Quem conhece o que se passa em Angola e não se fia nas aparências, percebe que o golpe ou a maka foi de outro tipo. Consistiu em salvar uma famíla com largos proventos, antes de acontecer alguma coisa má. Pode-se ter bandeira, presidente, governo, não são os angolanos que governam a sua terra. Não terão sequer consciência disso e ainda bem.
Já no caso de Portugal, com 900 anos de história tinham obrigação de ter aprendido alguma coisa. Não aprendem, ou melhor os que aprendem saem fora.
As oligarquias comandam os destinos de gente ileterada, inocente, ingénua, sofredora sempre. Das oligarquias gostam de calma, de continuidade, mas à sucapa medem os descontentamentos e às vezes atá os provocam. Antes do caldo turvar fazem soprar ventos de mudança. Se não resultar podem mesmo soprar tempestades.
Já aconteceu muitas vezes em África…
No caso de Angola o vento tem sido suave, o figurão deposto fez muitos favores, arranjem lá maneira de não partir a louça! A menos que ele levante cabelo, já tem pouco. Não levantou.

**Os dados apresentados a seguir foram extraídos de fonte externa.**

PR #3070, opened 2018-09-15
Nasm: bump version

kenmays:
Built and tested on hrev52339 x86_gcc2.


alaviss:
Is there any reason why the `rc` version was used instead? I think we would prefer stable version over a release candidate.

kenmays:
Covered small bug fixes to certain instructions after the NASM 2.12.02 release.

alaviss:
Official [NASM 2.13.03][0] was out on the 7th of February this year, please use that instead.

[0]: https://www.nasm.us/pub/nasm/releasebuilds/2.13.03/

kenmays:
Reverted to NASM 2.12.02 - since I've built and tested and built this beforehand on GCC2..

dev-lang/nasm/nasm-2.12.02.recipe
```diff
@@ -7,13 +7,11 @@ designed to be simple and easy to understand, similar to Intel's but less \
 complex. It supports all currently known x86 architectural extensions, and \
 has strong support for macros."
 HOMEPAGE="https://www.nasm.us/"
-COPYRIGHT="1996-2001 Simon Tatham, Julian Hall
-	 2002-2016 H. Peter Anvin, Jim Kukunas, Cyrill Gorcunov, Frank B. \
-Kotler"
+COPYRIGHT="Copyright 1996-2016 the NASM Authors - All rights reserved."
```
fbrosson: We don't include the word `Copyright` nor the `All rights reserved.` :)
```diff
-COPYRIGHT="Copyright 1996-2016 the NASM Authors - All rights reserved."
+COPYRIGHT="1996-2016 the NASM Authors"
```
Hmm, do we keep the `the` before `NASM Authors` ?
(I mean, would `"1996-2016 NASM Authors"`be better?)

scottmc: yes, i'd go with just "1996-2016 NASM Authors"

korli: not resolved

alaviss:
> On x86_gcc2 non hybrid we don't have xz.

I thought we don't support x86_gcc2 non-hybrid? Otherwise, shouldn't `cmd:xz` be available?

pulkomandy:
x86_gcc2 non-hybrid builds are still possible at Haiku side, but the difference is meaningless now that we have package management (basically you can pkgman install haiku_x86 and your build will become an hybrid one. Or even better, pkgman install cmd:xz and let it pull in the dependencies). And even if one doesn't want to do that, they can still download the hpkg file and use it. They just can't build it themselves.

gcc2-only builds are still available for experimentation purposes, but I don't expect haikuports to support them in any way. You can ignore them.

fbrosson:
OK, thanks @pulkomandy. That's good to know!
(So this means we have green lights to switch the `SOURCE_URI` of most recipes (if not all) to `tar.xz`.)

Sorry @kenmays for having reverted your switch to `tar.xz`...

PR #3078, opened 2018-09-18
schismtracker, add autoreconf, add Deskbar symlink

Begasus:


media-sound/schismtracker/schismtracker-20120105.recipe
```diff
@@ -49,9 +49,11 @@ BUILD_PREREQUIRES="
 
 BUILD()
 {
-	aclocal
+	autoreconf -vfi
 	runConfigure ./configure
 	make $jobArgs
+
+	addAppDeskbarSymlink "$binDir"/schismtracker SchismTracker
```
korli: addAppDeskbarSymlink usually goes in INSTALL().

Begasus: jikes ;)

PR #3080, opened 2018-09-18
beshare, bump version

Begasus:


korli:
It should be a version bump (2.33)

https://github.com/HaikuArchives/BeShare/archive/v2.33.tar.gz

Begasus:
Will fix later :)

Begasus:
new tar.gz doesn't include the gcc7 fixes ...

Begasus:
So I could update the version but still use the srcGitRev?

korli:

Os oligarcas vão seguindo ao longe pelas imagens dos repórteres como vão as suas propriedades. Não gostam de ver sangue, incomoda as suas esposas preocupadas com a toilette do próximo jantar de gala. Se tudo puder ser arranjado a preceito, tanto melhor.
Se tiver que ser tanto pior…
E assim chineses e americanos poderão continuarão a chupar os recursos com avidez, em silêncio e o orgulho intato dos nacionalistas pode espraiar-se nos campos de futebol.
O silêncio é de ouro, nunca ouviram dizer?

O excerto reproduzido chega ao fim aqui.